TASK BRIEF: Return every line of the listing below, unchanged, from its first line to the line holding "on MacOS. I", that line included.

GIVEN DATA Start Marker

PR #1712, opened 2023-08-12
Fix bug in fzopen when selection is canceled

Rahlir:
Empty selection is not handled in the current version of fzopen. This means that error is printed when nuke is used and, even worse, on macOS the current directory is opened in Finder. This is a tiny commit to fix that.


jarun:
Thank you!

PR #1717, opened 2023-08-22
Add Image2PDF Conversion Plugin

karimhussein1:
Enables easy conversion of image files to PDF using ImageMagick.


jarun:
Thank you for the PR!

Since there are many many file formats and requirements can change from user to user we refrain from adding file conversion plugins. Can you please share the sample plugin in the discussions sections instead? That way anyone looking for something like this can easily find it.

PR #1719, opened 2023-08-27
Update finder plugin find command with default path #1718

### LINKED ISSUE #1718: 'finder' plugin doesn't work on MacOS. Error message: 'find: illegal option --m'
`finder` plugin doesn't work on MacOS. I get the following error message: `find: illegal option --m`.

Cause: `find` expects the first parameter to be the path where it should start looking. In `gnu find`, it is defaulted to `.` but it MacOS which uses `bsd find`, it is not defaulted.

Fix: The suggested fix is to add `.` to the find command in the `finder` plugin so that it works across all platforms.

- [x] Operating System: MacOS
- [ ] Desktop Environment:
- [ ] Terminal Emulator:
- [ ] Shell:
- [ ] Program options used:
- [x] Plugins are installed: finder

umaranis:
Fixes #1718

### DIFF
--- a/plugins/finder
+++ b/plugins/finder
@@ -55,7 +55,7 @@ readexpr() {
              [ -n "$fexpr" ] && readexpr ;;
         \$*) cmd="${fexpr:1}" ;;
         *)   mapexpr && readexpr
-             cmd="find $fexpr -print0" ;;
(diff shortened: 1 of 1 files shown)


jarun:
Thank you!

PR #1722, opened 2023-09-04
fzhist plugin: add support for zsh history #1721

### LINKED ISSUE #1721: fzhist plugin: add support for zsh history
Currently, `fzhist` plugin only supports bash and fish history. Enhance it to also support `zsh`.

umaranis:
resolves #1721

### DIFF
--- a/plugins/fzhist
+++ b/plugins/fzhist
@@ -5,6 +5,8 @@
 #
 # Note: Supports only bash, zsh and fish history
 #
+# TODO: For zsh there's also $ZDOTDIR which might need to be checked as well for the -z $HISTFILE && -n $ZDOTDIR case.
+#
 # Shell: POSIX compliant
 # Author: Arun Prakash Jana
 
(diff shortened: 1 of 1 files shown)


plugins/fzhist
```diff
@@ -19,6 +19,9 @@ shellname="$(basename "$SHELL")"
 if [ "$shellname" = "bash" ]; then
     hist_file="$HOME/.bash_history"
     entry="$("$fuzzy" < "$hist_file")"
+elif [ "$shellname" = "zsh" ]; then
+    hist_file="$HOME/.zsh_history"
```
N-R-K, line 23: `$HISTFILE` should be checked for both zsh and bash: https://www.gnu.org/software/bash/manual/html_node/Bash-History-Facilities.html.

(For zsh there's also `$ZDOTDIR` which *might* need to be checked as well for the `-z $HISTFILE && -n $ZDOTDIR` case)

N-R-K (changes requested):

plugins/fzhist
umaranis: Pushed a new commit. I am checking if $HISTFILE available, otherwise going to the default location.

plugins/fzhist
```diff
@@ -17,7 +19,18 @@ fi
...
 
 if [ "$shellname" = "bash" ]; then
-    hist_file="$HOME/.bash_history"
+    if [ -f "$HISTFILE" ]; then
+        hist_file="$HISTFILE"
+    else
+        hist_file="$HOME/.bash_history"
+    fi
+    entry="$("$fuzzy" < "$hist_file")"
+elif [ "$shellname" = "zsh" ]; then
```
jarun, line 28: Please fix alignment.

jarun (changes requested):

plugins/fzhist
umaranis: Not sure what's wrong with alignment... looks good to me.

image

N-R-K: I see that there's some trailing spaces after the `fi`. 

image

Though I don't know if that's what jarun is actually talking about or not.

jarun:
Thank you!
Can you please squash all changes into one?

jarun:
I took care of it. Thanks!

GIVEN DATA End Marker

RESULT BELOW:
PR #1712, opened 2023-08-12
Fix bug in fzopen when selection is canceled

Rahlir:
Empty selection is not handled in the current version of fzopen. This means that error is printed when nuke is used and, even worse, on macOS the current directory is opened in Finder. This is a tiny commit to fix that.


jarun:
Thank you!

PR #1717, opened 2023-08-22
Add Image2PDF Conversion Plugin

karimhussein1:
Enables easy conversion of image files to PDF using ImageMagick.


jarun:
Thank you for the PR!

Since there are many many file formats and requirements can change from user to user we refrain from adding file conversion plugins. Can you please share the sample plugin in the discussions sections instead? That way anyone looking for something like this can easily find it.

PR #1719, opened 2023-08-27
Update finder plugin find command with default path #1718

### LINKED ISSUE #1718: 'finder' plugin doesn't work on MacOS. Error message: 'find: illegal option --m'
`finder` plugin doesn't work on MacOS. I get the following error message: `find: illegal option --m`.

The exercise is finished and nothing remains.